Charles Oakley will bring leadership and a helper & motivator for McGrady just like he did for Vince Carter. Hell, they know each other very well because Tracy was a Raptor for the first 2 years of his career and Oak was there right? He's gonna be back up and won't let anyone pick on T-Mac offcourse.

Another problem we can sign is a point guard who'll either serve as a potential backup plan if Grant Hill's ankle faulters once again. He should retire if that happens offcourse but since Hill's set to play point guard and DA will have a backup role we should get someone like Jacque Vaughn. Sure Travis Best has been mentioned but I doubt he'd fancy a move to be our 3rd string PG either. 


Please reply with your comments we need to get the ball rolling in this forum!


----------



## Devestata (May 29, 2002)

Travis Best would be better than Jacque Vaughn. Lemme say this: Vaughn is just horrible. He was more worried about fighting with a ball boy last year than playing the game. Oakley will definitely go to Orlando. I just don't see him being here for more than one year, and then he outta damn retire.:laugh:

Mike Miller and Grant Hill need to be pakcaged for a starting center and a viable backup PG. Don't ask me where they'd find one, just do something other than drafting big men and trading them away... Tim Duncan in Orlando shoulda happened a few years back. David Robinson even told him to go sign with them, he stayed in San Antonio.
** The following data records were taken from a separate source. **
PR #9448, opened 2022-08-26
feat: improve e2e test for ArtifactGC

juliev0:

These were some changes I made as part of [this](https://github.com/argoproj/argo-workflows/pull/9354/files#) PR, which may not get merged in, so I'm putting them here. This test checks not just that the Artifact GC happened but that the right strategy happened.


test/e2e/fixtures/when.go
```diff
@@ -294,11 +301,13 @@ func (w *When) WaitForWorkflow(options ...interface{}) *When {
...
-					w.t.Errorf("condition never and cannot be met because the workflow is done")
-					return w
+				if !workflowCompletionOkay {
+					// once done the workflow is done, the condition can never be met
+					// rather than wait maybe 30s for something that can never happen
+					if ok, _ = ToBeDone(wf); ok {
+						w.t.Errorf("condition never and cannot be met because the workflow is done")
+						return w
+					}
 				}
```
juliev0, line 311: In this case, it's okay that the Workflow is completed so I needed to be able to allow for that here without affecting the other tests. Hence, I added a new Option type.

I gave it a whole new type "WorkflowCompletionOkay" rather than just bool, in case we want to add other bool types in the future. (I tend to think we should do the same for the "string" option.)

sarabala1979 (approved):

PR #9464, opened 2022-08-29
fix: link to "get artifacts from logs" was assuming Node ID was equal to Pod Name

### LINKED ISSUE #9434: 3.4-rc2 - Workflows UI can no longer get logs (s3)
## Checklist

 

## Summary
This occurs following an upgrade from workflows 3.3.9 to 3.4-rc2.

Logs are still correctly sent to s3 by argo workflows, I can see main.log in s3 and the contents of the log file are correct.

However, once the workflow has finished the pod has been archived, the logs field is now empty in the UI.
Clicking `Try getting logs from the artifacts` results in `Internal Server Error`

The argo-server logs show this error, only when trying to clikc the 'try getting logs from artifacts' link.: `level=error msg="Artifact Server returned internal error" error="artifact not found: main-logs"`

No errors at all when just trying to view in the UI. None on the controller either.

Note, as I'm using IRSA, I have the following patch on my argo-server:
```
    spec:
      securityContext:
        fsGroup: 65534
```

What version are you running? 3.4-rc2

Config summary:
controller-configmap:
```yaml
  artifactRepository: |
    # archiveLogs will archive the main container logs as an artifact
    archiveLogs: true

    s3:
      endpoint: s3.amazonaws.com
      bucket: my-bucket-name
      region: us-east-1
      insecure: false
      keyFormat: "my-artifacts\
        /{{workflow.creationTimestamp.Y}}\
        /{{workflow.creationTimestamp.m}}\
        /{{workflow.creationTimestamp.d}}\
        /{{workflow.name}}\
        /{{pod.name}}"
      useSDKCreds: true
```

The argo-server ServiceAccount has the `eks.amazonaws.com/role-arn` annotation as always.

---

juliev0:
Hoping this Fixes #9434 but we'll see
At least it does fix the issue seen when running examples/dag-coinflip.yaml

Root cause was that this UI code was never updated to reflect the change to POD_NAMES v2, so it was still assuming that the Pod Name and Node ID would be equal.

### DIFF
--- a/ui/src/app/workflows/components/workflow-logs-viewer/workflow-logs-viewer.tsx
+++ b/ui/src/app/workflows/components/workflow-logs-viewer/workflow-logs-viewer.tsx
@@ -148,7 +148,7 @@ export const WorkflowLogsViewer = ({workflow, nodeId, initialPodName, container,
                         <InfoIcon /> Wait containers logs are useful when debugging output artifact problems.
                     </>
                 )}
-                {podName && (
+                {podName && podNamesToNodeIDs.get(podName) && (
                     <>
                         Still waiting for data or an error? Try getting{' '}
                         <a href={services.workflows.getArtifactLogsPath(workflow, podNamesToNodeIDs.get(podName), selectedContainer, archived)}>logs from the artifacts</a>.
--- a/ui/src/app/workflows/components/workflow-logs-viewer/workflow-logs-viewer.tsx
+++ b/ui/src/app/workflows/components/workflow-logs-viewer/workflow-logs-viewer.tsx
@@ -71,7 +71,8 @@ export const WorkflowLogsViewer = ({workflow, nodeId, initialPodName, container,
     }
     const podNameVersion = annotations[ANNOTATION_KEY_POD_NAME_VERSION];
 
-    const podNamesToNodeNames = new Map<string,string>();
+    // map pod names to corresponding node IDs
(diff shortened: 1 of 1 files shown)


ui/src/app/workflows/components/workflow-logs-viewer/workflow-logs-viewer.tsx
```diff
@@ -106,8 +110,14 @@ export const WorkflowLogsViewer = ({workflow, nodeId, initialPodName, container,
...
-                <Autocomplete items={containers} value={selectedContainer} onSelect={setContainer} />
+                <Autocomplete
+                    items={podNames}
+                    value={(podNames.find(x => x.value[0] === podName) || {label: ''}).label}
+                    onSelect={(_, item) => {
+                        setPodName(item.value);
+                    }}
+                />{' '}
+                / <Autocomplete items={containers} value={selectedContainer} onSelect={setContainer} />
                 <span className='fa-pull-right'>
```
juliev0, line 121: (this part was the linter's doing, not mine)

sarabala1979 (approved):

ui/src/app/workflows/components/workflow-logs-viewer/workflow-logs-viewer.tsx
agilgur5: noting that there was a bug here (#9491) that was fixed in #9515

PR #9499, opened 2022-09-02
feat: Support retrying complex workflows with nested group nodes

terrytangyuan:
This includes:
* Major refactoring with clearer logic.
* Connected parent group nodes are reset correctly.
* Only the correct branch that matches the selected node path in the DAG is retried.
* Handle pod deletion properly and fix some cases where nodes fail with "pod deleted" error.
* Added extensive test cases to cover retrying on any selected node in the workflow.


workflow/util/util.go
```diff
@@ -813,6 +847,7 @@ func FormulateRetryWorkflow(ctx context.Context, wf *wfv1.Workflow, restartSucce
 	deletedNodes := make(map[string]bool)
 	deletedPods := make(map[string]bool)
 	var podsToDelete []string
+	var resettedParentGroupNodes []string
```
juliev0, line 850: sorry to be annoying but can this be changed to "resetParentGroupNodes" since the past tense verb is "reset"?

juliev0: (same for all uses of this word)

terrytangyuan: Definitely! I’ll update this. Thanks!

workflow/util/util.go
```diff
@@ -765,6 +765,40 @@ func deletePodNodeDuringRetryWorkflow(wf *wfv1.Workflow, node wfv1.NodeStatus, d
...
+		if !containsNode(resettedParentGroupNodes, currentNodeID) {
+			newWF.Status.Nodes[currentNodeID] = resetNode(*currentNode.DeepCopy())
+			resettedParentGroupNodes = append(resettedParentGroupNodes, currentNodeID)
+			log.Debugf("Resetting connected group node %s", currentNode.Name)
+		}
+		if currentNode.BoundaryID != "" && currentNode.BoundaryID != oldWF.ObjectMeta.Name {
+			parentNode := oldWF.Status.Nodes[currentNode.BoundaryID]
+			if isGroupNode(parentNode) {
+				currentNodeID = parentNode.ID
+			}
```
juliev0, line 794: What happens in the implicit else case here? If I'm reading it correctly, it seems currentNodeID doesn't get changed and we end up in an infinite loop, no? Or am I mistaken?

workflow/util/util.go
```diff
@@ -821,37 +856,62 @@ func FormulateRetryWorkflow(ctx context.Context, wf *wfv1.Workflow, restartSucce
...
 						}
+						if nodeGroupNeedsReset {
+							newWF, resettedParentGroupNodes = resetConnectedParentGroupNodes(wf, newWF, node, resettedParentGroupNodes)
+						}
 					}
 				} else {
+					if node.Type == wfv1.NodeTypePod || node.Type == wfv1.NodeTypeSuspend {
+						newWF, resettedParentGroupNodes = resetConnectedParentGroupNodes(wf, newWF, node, resettedParentGroupNodes)
+						// Only remove the descendants of a suspended node but not the suspended node itself. The descendants
+						// of a suspended node need to be removed since because the conditions should be re-evaluated based on
```
juliev0, line 883: typo in comment: change "since because" to either "since" or "because"

juliev0 (changes requested):
Requested changes (inline)

terrytangyuan:
@juliev0 Thanks for your feedback! All comments have been addressed.

juliev0 (approved):

terrytangyuan:
Test failure is unrelated: https://github.com/argoproj/argo-workflows/issues/9591

rbreeze (approved):
LGTM!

We will see what Orlando does....


----------



## Wagner2 (Jun 29, 2002)

I think Oakley will be good for T-Mac. He was good for VC and hopefully he can stop McGrady's head from exploding. If Hill is healthy this team is automatically shot up into contending for the Eastern Conference Championship. Of course, there's no way they can stop Shaq :no: I liked the pick of Borchardt, I thought they had a steal, I didn't like the move of him for Humphrey. If the Magic can get Duncan then they may just be unstoppable. They wouldn't have a dominant center but they'd have 3 players capable of scoring 25+ ppg. Do you have 3 players who can match up and contain McGrady, Hill, and Duncan all at the same time?


----------



## Patrick (Jun 10, 2002)

It's a scary though to imagine if both Grant Hill and Tracy McGrady were both healthy all along and we'd have a chance at getting Tim Duncan, holy cow!


----------



## HEATLUNATIC (May 27, 2002)

I DONT know where its gonna happen,but I think where ever Duncan goes or stays,Kidd will follow!

I think Riles is gonna make a HUGE push for Best this summer,and I think Best is gonna except.Best wants to start,but that wont happen in L.A. or O-Town cuz of Fisher/Armstrong and Hill.

Yes Oak will help on the boards,but do u realize the Magic would have the OLDEST frontcourt in the league with Ewing/Oak/Grant?

For the Magics sake,I hope Hill comes back full throttle this season!:yes:


----------



## John (Jun 9, 2002)

I really dunno if Grant can play as full time point guard. As good as Hill is, I still think he shouldnt be a starting pg for the team but maybe as a point foward instead.


----------



## MacDanny 6 (Jun 7, 2002)

I just hope Hill will play the whole season. Whether he starts as the PG or not, I just want him to play!


----------



## Patrick (Jun 10, 2002)

That's my main target aswell, if he can atleast play most games will be a huge boost and make us a Eastern conference threat and offcourse make our post-season much longer.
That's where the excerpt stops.